If you need a special node, please contact Discovery admins at email@example.com.
Availability of the System
Discovery is meant to be available for campus use around the clock, every day of the year. Maintenance windows lasting 2 weeks happen 2-3 times a year for important and major updates. These will be scheduled during low-use times, and users will be given at least 2 weeks notice. Occasionally an immediate issue arises that require the system to be taken offline. The administrators will communicate this and work to restore the system with as little inconvenience as possible to our users. Every effort will be made to pause and resume the jobs when the system is restarted.
Standard Compute Nodes
The following nodes have been competitively priced. However, as they are quotes, they are estimates and may change. Pricing is heavily dependent on market conditions and the size of the purchase.
If you are planning to purchase or include nodes in a grant proposal, please contact Discovery admins at firstname.lastname@example.org for up-to-date pricing or if you need a different configuration.

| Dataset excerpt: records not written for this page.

PR #151, opened 2019-05-24
H/session

chaudum:

This PR fixes the problem, that the client did not store the
refreshed access token from the server.
This caused long latencies for API calls in case the access token from
the client was expired, because the server had to refresh it on each
request.

Additional there are two other small cleanup commits.

## Checklist

### DIFF
--- a/croud/rest.py
+++ b/croud/rest.py
@@ -36,10 +36,13 @@ class Client:
     _data: Optional[Union[List[dict], dict]] = None
     _error: Optional[dict] = None
 
-    def __init__(self, env: str = None, region: str = None, output_fmt: str = None):
+    def __init__(
+        self, env: str = None, region: str = None, output_fmt: str = None, loop=None
+    ):
         self._env = env or Configuration.get_env()
         self._region = region or Configuration.get_setting("region")
         self._output_fmt = output_fmt or Configuration.get_setting("output_fmt")
+        self.loop = loop or asyncio.get_event_loop()
 
     def send(
         self,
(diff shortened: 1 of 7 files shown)


croud/rest.py
```diff
@@ -52,18 +52,46 @@ def send(
...
+        params: dict = None,
+    ) -> ClientResponse:
+        async with HttpSession(
+            self._env, Configuration.get_token(), self._region
+        ) as session:
+            return await session.fetch(method, endpoint, body, params)
+
+    async def _decode_response(self, resp: ClientResponse):
+        try:
+            return await resp.json()
```
MarkusH: Why are you using e.g. `return await resp.json()` and not `return resp.json()`? Shouldn't the latter return the awaitable object? Since you're not using the awaited response here I don't see a reason to await it.

croud/rest.py
```diff
@@ -52,18 +52,46 @@ def send(
...
+        self,
+        method: RequestMethod,
+        endpoint: str,
+        body: dict = None,
+        params: dict = None,
+    ) -> ClientResponse:
+        async with HttpSession(
+            self._env, Configuration.get_token(), self._region
+        ) as session:
+            return await session.fetch(method, endpoint, body, params)
```
MarkusH: Can't you just return the awaitable object? See comment below in `_decode_response`.

croud/rest.py
chaudum: `_decode_response` itself is a coroutine that returns a dict.

It you don't `await` the coroutine `resp.json()`, it would never be awaited, and additional the `_decode_response` coroutine would return a coroutine (that then would need to be awaited still).

MarkusH: Thanks for elaborating. asyncio is still this huge pile of mystery to me.

PR #158, opened 2019-05-28
Replace setuptools_scm with manual version management

chaudum:

Croud used to use [setuptools_scm](https://pypi.org/project/setuptools-scm/)
for handling the Python package version instead of declaring it manually
in the `setup.py` file.

This commit removes the setup requirement and switches to manually
declared versions. The reason for that is to use the same tooling for
tagging and releasing this package, that we use also for other packages.
This change therefore also adds a script to create a tag automatically,
which is located in `dev/tools/create_tag.sh`.

## Checklist

### DIFF
--- a/DEVELOP.rst
+++ b/DEVELOP.rst
@@ -25,8 +25,8 @@ Run it::
 Git
 ---
 
-Alternatively, you can clone this repository, install it into a virtualenv and add the executable to your PATH
-environment variable::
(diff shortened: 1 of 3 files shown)


mfussenegger:
>  The reason for that is to use the same tooling for
tagging and releasing this package, that we use also for other packages.

Just curious - why not the other way around - change the others?

PR #165, opened 2019-06-03
print an empty table when the query results in an empty list

m-kharbat:
## Checklist

### DIFF
--- a/croud/printer.py
+++ b/croud/printer.py
@@ -93,11 +93,15 @@ class TableFormatPrinter(FormatPrinter):
         # |-----+-----|
         # | bar |   2 |
         # +-----+-----+
-        headers = list(map(str, rows[0].keys()))
+
+        headers = list(map(str, rows[0].keys())) if len(rows) else self.keys
+        if headers is None:
+            return ""
         values = [
             [self._transform_record_value(row[header]) for header in headers]
             for row in rows
         ]
+
         return tabulate(values, headers=headers, tablefmt="psql", missingval="NULL")
 
     def _filter_record(self, data: dict, keys: List[str]) -> JsonDict:
--- a/croud/rest.py
+++ b/croud/rest.py
@@ -105,7 +105,7 @@ class Client:
                 print_format(self._error, "json")
             return
 
-        if self._data is None or len(self._data) == 0:
+        if self._data is None:
             message = success_message or "Success."
             print_success(message)
             return
--- a/CHANGES.rst
+++ b/CHANGES.rst
@@ -5,6 +5,9 @@ Changes for croud
 Unreleased
 ==========
 
+- Fixed an issue that caused empty query results to print "Success" to
+  the console instead of an empty table.
+
 0.13.1 - 2019/05/29
 ===================
 
--- a/tests/unit_tests/test_printer.py
+++ b/tests/unit_tests/test_printer.py
@@ -54,6 +54,17 @@ def test_json_format(rows, expected):
     (
         (None, ["what", "ever"], ""),
         ({}, ["what", "ever"], ""),
+        ([], [], ""),
+        (
+            [],
+            ["what", "ever"],
+            (
+                "+--------+--------+\n"
+                "| what   | ever   |\n"
+                "|--------+--------|\n"
+                "+--------+--------+"
+            ),
+        ),
         (
             {"a": "foo", "b": 1, "c": True},
             None,


croud/rest.py
```diff
@@ -97,7 +97,12 @@ def send(
             data = body["data"] if "data" in body else body
             return data, None
 
-    def print(self, success_message: str = None, keys: List[str] = None):
+    def print(
+        self,
+        success_message: str = None,
+        keys: List[str] = None,
+        level: str = Level.SUCCESS.value,
```
MarkusH: Let's make `level` a `Level` type, not a string. You can then pass the enum directly and not the string itself:
```suggestion
        level: Level = Level.SUCCESS,
```

croud/rest.py
```diff
@@ -107,7 +112,10 @@ def print(self, success_message: str = None, keys: List[str] = None):
 
         if self._data is None or len(self._data) == 0:
             message = success_message or "Success."
-            print_success(message)
+            if level and level == Level.INFO.value:
```
MarkusH: Since `level` has a default value and is not optional, you don't need to check for it being defined.
```suggestion
            if level == Level.INFO:
```

tests/unit_tests/test_rest.py
```diff
@@ -112,6 +113,21 @@ def test_print_success(mock_print_format, mock_print_success, event_loop):
...
+@mock.patch("croud.rest.print_format")
+def test_print_info(mock_print_format, mock_print_info, event_loop):
+    client = Client(env="dev", region="bregenz.a1", output_fmt="json", loop=event_loop)
+
+    client._data = {"key": "value"}
+    client.print(level=Level.INFO.value)
+    mock_print_format.assert_called_once_with({"key": "value"}, "json", None)
+
+    client._data = None
+    client.print(success_message="Info message.", level=Level.INFO.value)
```
MarkusH:
```suggestion
    client.print(success_message="Info message.", level=Level.INFO)
```

croud/organizations/commands.py
```diff
@@ -44,4 +45,8 @@ def organizations_list(args: Namespace) -> None:
 
     client = Client(env=args.env, output_fmt=args.output_fmt)
     client.send(RequestMethod.GET, "/api/v2/organizations/")
-    client.print(keys=["id", "name", "plan_type"])
+    client.print(
+        success_message="You do not belong to any organization",
+        keys=["id", "name", "plan_type"],
+        level=Level.INFO.value,
```
MarkusH:
```suggestion
        level=Level.INFO,
```

tests/unit_tests/test_rest.py
```diff
@@ -112,6 +113,21 @@ def test_print_success(mock_print_format, mock_print_success, event_loop):
     )
 
 
+@mock.patch("croud.rest.print_info")
+@mock.patch("croud.rest.print_format")
+def test_print_info(mock_print_format, mock_print_info, event_loop):
+    client = Client(env="dev", region="bregenz.a1", output_fmt="json", loop=event_loop)
+
+    client._data = {"key": "value"}
+    client.print(level=Level.INFO.value)
```
MarkusH:
```suggestion
    client.print(level=Level.INFO)
```

croud/rest.py
lukasbals: What happens if the level is `error`?

croud/rest.py
```diff
@@ -97,7 +97,12 @@ def send(
             data = body["data"] if "data" in body else body
             return data, None
 
-    def print(self, success_message: str = None, keys: List[str] = None):
+    def print(
+        self,
+        success_message: str = None,
```
lukasbals: maybe this could only be `message` ... because if the level is info it's no success-message

croud/rest.py
```diff
@@ -107,7 +112,10 @@ def print(self, success_message: str = None, keys: List[str] = None):
 
         if self._data is None or len(self._data) == 0:
             message = success_message or "Success."
-            print_success(message)
+            if level == Level.INFO:
```
lukasbals: What happens if the level is `error`?

croud/printer.py
```diff
@@ -93,11 +93,25 @@ def format_rows(self, rows: Union[List[JsonDict], JsonDict]) -> str:
...
-        ]
+        if len(rows):
+            headers = list(map(str, rows[0].keys()))
+            values = [
+                [self._transform_record_value(row[header]) for header in headers]
+                for row in rows
+            ]
+
+        else:
+            # when there rows are empty we want to return en empty table, eg:
```
MarkusH:
```suggestion
            # when there are no rows but there is a list of keys we want to return an empty table:
```

croud/printer.py
```diff
@@ -93,11 +93,25 @@ def format_rows(self, rows: Union[List[JsonDict], JsonDict]) -> str:
         # |-----+-----|
         # | bar |   2 |
         # +-----+-----+
-        headers = list(map(str, rows[0].keys()))
-        values = [
-            [self._transform_record_value(row[header]) for header in headers]
-            for row in rows
-        ]
+        if len(rows):
```
chaudum: IMO this could be even simpler:

```diff
diff --git a/croud/printer.py b/croud/printer.py
index d444d5e..d636cb0 100644
--- a/croud/printer.py
+++ b/croud/printer.py
@@ -93,7 +93,9 @@ class TableFormatPrinter(FormatPrinter):
         # |-----+-----|
         # | bar |   2 |
         # +-----+-----+
-        headers = list(map(str, rows[0].keys()))
+        headers = list(map(str, rows[0].keys())) if len(rows) else self.keys
+        if headers is None:
+            return ""
         values = [
             [self._transform_record_value(row[header]) for header in headers]
             for row in rows
```

PR #1625, opened 2026-07-02
Set user agent for index clients

djc:
Since

- #1621 

the GitHub Actions jobs linting advisories have been getting 503 responses. Set user agent values.

@Turbo87 do you think we could get the rate limits for rustsec-admin bumped?


djc:
Upstream fix for the audit findings:

- https://github.com/rust-syndication/atom/pull/95

Turbo87:
> do you think we could get the rate limits for rustsec-admin bumped?

we have burst capacity, so I don't think the rate limit should be much of a problem once the user-agent issue is solved

LawnGnome (approved):

LawnGnome:
Going to merge, since the CI is failing on today's `quick-xml` advisory and I'm sure dependabot will be along shortly.

PR #1627, opened 2026-07-03
Platforms 4

djc:
There were some semver-incompatible changes in the generated platforms data, so I took the opportunity to clean the crate up a little bit. rustsec has so far re-exported the platforms crate, which feels like a semver hazard, so I've removed the re-export for now (since rustsec would have needed a semver-incompatible bump anyway).

https://github.com/rustsec/rustsec/actions/runs/28643503065/job/84944711890


LawnGnome (approved):
I would be interested in the takes of others who have been working in this codebase longer here, just because I feel like there's a bunch of history I'm likely unaware of in terms of how these crates are arranged and the specific `platforms` re-export, but on the face of it I don't have any concerns here.

There's a fair bit of noise, but it's all pretty straightforward reviewing it commit-by-commit, and the non-semver version bumps should take care of downstream users.

So, approved, but I wouldn't mind a quick stamp from @tarcieri and/or @Shnatsel here just in case there's something I'm unaware of. (That said, I'm also fine not blocking on that forever.)

Shnatsel:
I don't understand the motivation for 1704f8b and 38cccd0; but I don't remember why I added those in the first place so I can't really comment. 

My only regret wrt `platforms` is that `rustsec` errors out if it finds unknown platforms in the list of affected platforms in the advisory TOML. It should just skip the unknown entries instead. That error behavior hamstrung our ability to list platforms because some old version that didn't know about some obscure platform yet would error out on loading the database because of it.

djc:
> I don't understand the motivation for [1704f8b](https://github.com/rustsec/rustsec/commit/1704f8b58033661b282b6fb8dc1867f79f50dbaa) and [38cccd0](https://github.com/rustsec/rustsec/commit/38cccd02c11b05e2613a09aa90463506908bcfa8); but I don't remember why I added those in the first place so I can't really comment.

The ignoring of `target` confused me because it also matches `/platforms/src/target`, which seems unintentional. Most Rust repos these days use `/target` (I think Cargo also uses this on `cargo init`). This was added in the initial commit (4ba98a63050bb) so its more general matching seems unintentional to me.

The removal of `platforms/**/Cargo.lock` comes from

- #533 

which nested the platforms-data-gen and platforms-table-gen crates inside the platforms crate. However, in

- #1367

I moved those crates back into the top-level workspace directly so that they can benefit from sharing in workspace dependencies. IMO having all the crates in a flat workspace is more common and therefore more intuitive.

> My only regret wrt `platforms` is that `rustsec` errors out if it finds unknown platforms in the list of affected platforms in the advisory TOML. It should just skip the unknown entries instead. That error behavior hamstrung our ability to list platforms because some old version that didn't know about some obscure platform yet would error out on loading the database because of it.

I'll review this after this.

Shnatsel:
The gitignore changes sound good, thank you for the explanation.

tarcieri:
Chiming in here a bit too late to say I agree with @Shnatsel that it would be nice if more fields in the advisories were `String` instead of a specific schema so the latter can evolve with time, and the linter were used instead to ensure it does fit the schema. Then you could completely remove `platforms` from the public API of the `rustsec` crate.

|Processors||Cores per Node||Memory||Local Disk||Networking||Budgetary Estimate / Warranty|
|2x Intel Xeon Gold 6226R, 2.9-3.9 GHz, 16C/32T||32 (64T)||192 GB RDIMM, 2666MT/s, Dual Rank||480GB SSD SATA||Infiniband HDR (100Gbps)||$10,190 / 5 yrs|
|2x Intel Xeon Gold 6226R, 2.9-3.9 GHz, 16C/32T||32 (64T)||384 GB RDIMM, 2666MT/s, Dual Rank||480GB SSD SATA||Infiniband HDR (100Gbps)||$11,490 / 5 yrs|
Special Compute Nodes
If you are interested in purchasing a non-standard compute resource, please contact Discovery admins at email@example.com. For budgetary estimates, please see the below. You are not limited to the below; if you have a special need, please contact us. The prices quoted are inclusive and consider the cost of the equipment and 5 years of a manufacturer maintenance agreement, as well as 5 years of administration by ICT.
|Type||Processors||Accelerator(s)||Cores per Node||Memory||Local Disk||Networking||Budgetary Estimate / Warranty|
|GPU||2x Intel Xeon Gold 6226R, 2.9-3.9 GHz, 16C/32T||4x NVIDIA Tesla T4 16GB||32 (64T)||384 GB RDIMM, 2666MT/s, Dual Rank||480GB SSD SATA||Infiniband HDR (100Gbps)||$25,975 / 5 yrs|
|GPU||2x Intel Xeon Gold 6226R, 2.9-3.9 GHz, 16C/32T||2x NVIDIA Tesla V100s 32GB||32 (64T)||384 GB RDIMM, 2666MT/s, Dual Rank||480GB SSD SATA||Infiniband HDR (100Gbps)||$39,790 / 5 yrs|
|Large Memory||4x Intel Xeon Gold 5120 2.2G, 14C/28T||N/A||48 (96T)||3TB LRDIMM, 2666MT/s, Quad Rank||2TB 7.2K RPM NLSAS 12Gbps||Infiniband HDR (100Gbps)||$82,830 / 5 yrs|
All users are provided with 100GB of backed-up home directory space and 1TB of non-backed-up scratch directory space. Users working together on a project can request 500GB of project space. This storage space is shared between users working on the project.
The Discovery administrators respond to problems Monday through Friday between 8am and 5pm. Issued are resolved as quickly as possible, with a goal of resolution within 5 business days. For critical problems, this timeline is escalated.